I am about 90% complete with the build. It turns out I ordered the wrong size for the front Deraileur. I thought it was 31.8, but I need a 34.9. Just waiting for it to come in.
I love the black and gold combination! I also kinda like not having any symbols on the bike, but I am not sure if I will remove the stickers from the wheels.

52cm CAAD 8 Frame- Powder Coated Black
-SRAM Red Shifters/Cranks/Deraileurs
-Nokon Cables
-KCNC Ceramic One piece Cassette
-Extralite seatpost
-Carbon Saddle
-Carbon one piece Handlebar
-Campy Shamal Wheelset
- Pedals; Crankbrothers 4ti
-KCNC Brakes


----------



## Dave Hickey (Jan 27, 2002)

very nice...the black and gold looks fantastic


----------



## ralph1 (May 20, 2006)

Bling, very bling. Looks fantastic.:thumbsup: 

cheers

Ralph


----------



## PigmyRacer (Oct 3, 2007)

Thats a nice looking bike. Are you planning on racing it?


----------



## Mr. IROC-Z (Mar 20, 2007)

PigmyRacer said:


> Thats a nice looking bike. Are you planning on racing it?
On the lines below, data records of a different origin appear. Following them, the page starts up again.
Issue #1954, opened 2024-06-04
[Bug]: Missing `EventTypes.CheckingAuthFinished` for state isAuthenticated: false


FestimShyti:
### Version

7.1.0

### Please provide the exception or error you saw

```true
File: `check-auth.service.ts`

if (isAuthenticated) {
    this.startCheckSessionAndValidation(config, allConfigs);

    if (!isCallback) {
        this.authStateService.setAuthenticatedAndFireEvent(allConfigs);
        this.userService.publishUserDataIfExists(config, allConfigs);
    }

    // This event moved here and fired only isAuthenticated: true
    this.publicEventsService.fireEvent(EventTypes.CheckingAuthFinished);
}
.
.
.

tap(({ isAuthenticated }) => {
    // Fire event should be here to handle both states for isAuthenticated...

    if (isAuthenticated) {
        this.autoLoginService.checkSavedRedirectRouteAndNavigate(config);
    }
}),
```

### Steps to reproduce the behavior

```true
When authenticated is false the flow does not trigger `EventTypes.CheckingAuthFinished`.
```

PR #1961, opened 2024-06-10
Fix issue #1954: Ensure CheckingAuthFinished event fires regardless of authentication state

jagipas:
Hello,

This pull request addresses issue [#1954](https://github.com/damienbod/angular-auth-oidc-client/issues/1954) by ensuring that the `EventTypes.CheckingAuthFinished` event is fired regardless of the authentication state.

### Problem

In commit [4143e2444330dc86ab3a59574f7511b461e75a61](https://github.com/damienbod/angular-auth-oidc-client/commit/4143e2444330dc86ab3a59574f7511b461e75a61), the `fireEvent(EventTypes.CheckingAuthFinished)` was moved inside the `if (isAuthenticated)` block. This change caused the event not to fire when the authentication state is false, which leads to the issue described in #1954.

### DIFF
--- a/projects/angular-auth-oidc-client/src/lib/auth-state/check-auth.service.spec.ts
+++ b/projects/angular-auth-oidc-client/src/lib/auth-state/check-auth.service.spec.ts
@@ -608,6 +608,28 @@ describe('CheckAuthService', () => {
         ]);
       });
     }));
+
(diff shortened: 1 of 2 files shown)


joewIST:
Any idea when this will be released? We will need to revert back down to v17 for now

damienbod:
I will release tomorrow, will do some testing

No racing for me....just nice weekend club rides. I took it out for a quick spin around the block and it is so quick! Feels very nimble and stiff!


----------



## STARNUT (Jun 19, 2005)

Pretty cool........

Reminds me of the Fairwheel Bikes 'Goldmember' project bike few a year or so ago.

As an aside, you may want to ditch the stock pads in the KCNCs. I run the same brakes and those pads SuCk big time. Get some Swiss Stop green or black or just standard DA replacements. I love the brakes, the best lightweight stoppers under a grand (for brakes :lol but the pads are awful.

Starnut


----------



## Bill Silverman (Apr 2, 2007)

That saddle looks pretty ouch-ful. Having said that, I ride a Selle Italia SLR saddle, not much better, I guess.


----------



## tober1 (Feb 6, 2009)

Real Nice. 
I like that color combo a lot. I just got an old roadie that I'm going to do in the same style. 
This is good inspiration.


----------



## Lil Dale (Feb 19, 2009)

Very nice but I would remove the Campy stickers-I don't think it works with the red group.


----------



## Mr. IROC-Z (Mar 20, 2007)

Bill Silverman said:


> That saddle looks pretty ouch-ful. Having said that, I ride a Selle Italia SLR saddle, not much better, I guess.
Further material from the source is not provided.